As with every leela, not only one enjoys the beauty of the
Lord’s play to inculcate Bhakti, but slowly  shifts his mind to see the absolute truth
indicated by the leela.  Hence these
leelas are not only enjoyed by a devotee in terms of stories, but used by
Vedantic students to contemplate on the implied meaning of the leelas. Krishna
is a jagat guru or Universal Teacher – teaching in every way possible to
various types of students whose mental frames are different. No doctor
prescribes the same medicine to all his patients, without knowing their
symptoms. The teaching that one extracts from these leelas depends on the
mental state of a devotee, recognizing Krishna’s statement in Geeta that says-
of all the devotees jnaani is the supreme. 
One simple description of the sloka is it describes the
process of meditation. Here– each Gopi stands for a thought. In the japa yoga,
we take the name of the Lord – for example – Om! Maadhavaaya namaH! As the
above sloka indicates that Maadhava here denotes KrishNa – one meaning being He
is the husband of maa or Lakshmi. Lakshmi stands for PrakRiti – the whole
universe with all its attributes which Krishna calls it as my aparaa prakRiti
in Ch. 7 of Geeta. He, as paraa prakRiti, supports this entire universe
–dhaaryate jagat as dhava or as husband. In the meditation in the naama jaapa
of each thought is dedicated to the Lord, who is also a supporter of the
thought too. Thus every thought is holding on to the Lord - anganaa manganaa
mantare maadhava . During japa yoga when we chant the name of the Lord there is
a silence between the thoughts. Thought – silence- thought. Each thought is
dedicated to the Lord and  the silence
where there is no thought – only Lord is there.   Initially the attention is on the thought
and slowly paying more attention to the absence of the thought where Lord alone
is there.  Initially there is more
attention on Gopi than on Krishna – hence the emphasis is on Gopi in the first
line of sloka. As the meditator paying more and more attention to the Lord who
is supporting the thought the attention shifts to maadhavam maadhavam antare
anganaa – between Krishna and Krishna there is a Gopi. Even though the scene
has not really changed the because of the maturity of the meditator, he is
fully shifting his attention to the consciousness that illumines as well as
pervades each thought. Meditation is not the absence of thoughts but paying
more and more attention of the mind to that light of consciousness that is
reflected by each thought. This happens slowly by abhyaasa or practice and by
vairagya, by giving up the importance given to each Gopi or thought.

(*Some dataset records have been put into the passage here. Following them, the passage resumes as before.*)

PR #21968, opened 2025-10-18
core: Remove all `Loader` variants (except `Movie`) in favor of using `DynamicRoot`s

moulins:
`core/src/loader.rs` is one of the oldest files in the Ruffle codebase, and was written before `gc_arena` introduced `DynamicRoot`s, requiring awkward contortions to access GC'd objects from `OwnedFuture`s.

In particular, the `Loader` variants (except `Movie`) were only useful for ferrying data into `OwnedFuture`s, and can be completely replaced with judicious `DynamicRoot`s wrappers.

To avoid inflating the already-large diff, I put most of the existing loaders into two dummy modules, `ops1` and `ops2`, keeping the code at the same indentation level.

### DIFF
--- a/core/src/loader.rs
+++ b/core/src/loader.rs
@@ -220,7 +220,7 @@ impl From<crate::avm1::Error<'_>> for Error {
 }
 
 /// Holds all in-progress loads for the player.
-pub struct LoadManager<'gc>(SlotMap<LoaderHandle, Loader<'gc>>);
+pub struct LoadManager<'gc>(SlotMap<LoaderHandle, MovieLoader<'gc>>);
 
 unsafe impl<'gc> Collect<'gc> for LoadManager<'gc> {
     fn trace<C: Trace<'gc>>(&self, cc: &mut C) {
@@ -245,7 +245,7 @@ impl<'gc> LoadManager<'gc> {
     /// invalidated). This can be done with remove_loader.
     /// Movie loaders are removed automatically after the loader status is set
     /// accordingly.
-    pub fn add_loader(&mut self, loader: Loader<'gc>) -> LoaderHandle {
+    pub fn add_loader(&mut self, loader: MovieLoader<'gc>) -> LoaderHandle {
         let handle = self.0.insert(loader);
         let loader = self.get_loader_mut(handle).unwrap();
         loader.self_handle = Some(handle);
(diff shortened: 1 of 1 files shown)


core/src/avm2/globals/flash/net/url_loader.rs
```diff
@@ -26,9 +26,9 @@ fn spawn_fetch<'gc>(
 ) -> Result<Value<'gc>, Error<'gc>> {
     let request = request_from_url_request(activation, url_request)?;
 
-    let future = activation.context.load_manager.load_data_into_url_loader(
-        activation.context.player.clone(),
-        loader_object,
+    let future = crate::loader::load_data_into_url_loader(
+        activation.context,
+        loader_object.as_script_object().unwrap(),
```
Lord-McSweeney, line 31: Could you make this pass a `Object` instead of a `ScriptObject`? The latter is technically more precise, but it adds a lot of extra code and goes through an extra useless unwrap+rewrap.

core/src/loader.rs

As one matures in the meditation, mind paying attention to
the Lord becomes natural and spontaneous. He is a jnaani. For him, Krishna or
pure consciousness is unattached to any Gopi or thought. While all the Gopies
or thoughts are dancing around as one transacts in the realm of objects with
the world of thoughts as going around in circle, the inner attention of the
mind is only on Krishna who is the center of the whole universe of thoughts and
the associated objects. The divine music will come. The one who sees Me
everywhere and everything in Me, he is never away from Me nor I am from him –
yo maam pasyati sarvatra, sarvancha mayi pasyati| tasyaaham na praNasyaami sa
chame na praNasyati||. Thus the sloka provides progression of a seeker in
meditation. This is the essence of raasa leela.
Now we extract some more meaning in terms of the meditation
process from the whole scene provided. Raasa leela is going on a full-moon
night.   Full moon is a luminous object
in the sky, but all that luminosity is only due to the reflection of the all-pervading
sun light. Hence by reflection process it becomes a luminous body illumining
other objects on the earth including the raasa leela– but that light of
illumination does not belong to the moon but to the Sun only. From the Sun’s
point, he is there as just self-shining, self-existing entity in all his glory,
and not doing anything, including the illumination of any object in the sky. He
is by himself as for as he is concerned, but yet objects are attracted to the
Sun. They circle around the Sun and also get illuminated by the Sun. In the
process they become luminous objects and illumine other objects too to a
limited extent. Sun, in principle, is not accountable or responsible for the luminosity
of the objects that reflect his light. The luminosity of the reflecting medium
depends not on the Sun but on the reflecting capacity of the medium. The
reflected Sun light from the moon can get further reflected by the objects on a
full-moon night. In that full-moon night we can see objects as they reflect the
moon-light falling on them. Thus the perception of an object during the
full-moon night involves, Sun light falling on the moon, getting reflected by
the moon, which is further reflected by the objects on the earth for us to see.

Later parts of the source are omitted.